I'm looking to analyze a free response survey question with Find Replace.
Right now I have created a legend to categorize responses based on keywords in the response.
For example, If a response is "I like to make chocolate" or "choco is my favorite" then they'll be categorized as "chocolate". If a response says "I like to bake pudding" or "vanilla pudding is my favorite", they'll be categorized as "pudding".
Based on the key of:
Keyword | Category |
Chocolate | Chocolate |
Choco | Chocolate |
Pudding | Pudding |
I am using this key with the Find Replace tool. The category is appended into a new column. Currently, the output would look like this:
Response | Category |
I like to make chocolate | Chocolate |
choco is my favorite | Chocolate |
i like to bake pudding | Pudding |
vanilla pudding is my favorite | Pudding |
My issue is that if a response has keyword for both the Chocolate and Pudding categories (for example, "I like to bake both chocolate and pudding"), I want them to be categorized into both the Chocolate and the Pudding categories. Using the Find Replace tool, right now they would only be categorized into the category that comes first, in this case "chocolate"
My current workaround is to run the Find Replace tool multiple times, once for each category, and have each category append a new column. However, this is quite infeasible/realistic, as I'll likely have upwards of 100 categories... and don't want to manage 100 Find Replace tools.
Is there a way to do this within the Find Replace tool? Is there another tool that can help?
Thank you so much!
Solved! Go to Solution.
HI @yuvalshmul
I attached a WF to show you how I would approach this. Use the append fields to populate all rows and match them and after that you can remove the possible duplicate values.
Thank you @pedrodrfaria!
This is perfect for what I was looking for. Hoping that the 1000 responses x ~500 keywords don't take too long to run, but definitely less time than building and running multiple Find Replace!

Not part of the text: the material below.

PR #8866, opened 2024-01-18
Updated SDL_TimerID to use the same type as other IDs in SDL

slouken:


1bsyl:
related, we have various types of IDs: https://github.com/libsdl-org/SDL/issues/7095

A follow up question that this made me realize I also needed to address: I'd also need to see which responses don't get matched with any keywords, as I would likely need to manually look at the responses, add respective keywords/categories to the key, and run the model again. And then repeat until I categorize 100% of responses.
How would I best approach this?
Hi @yuvalshmul
I updated the WF and now it checks to see which ones did not match:
Please do not forget to accept it as a solution.
Pedro.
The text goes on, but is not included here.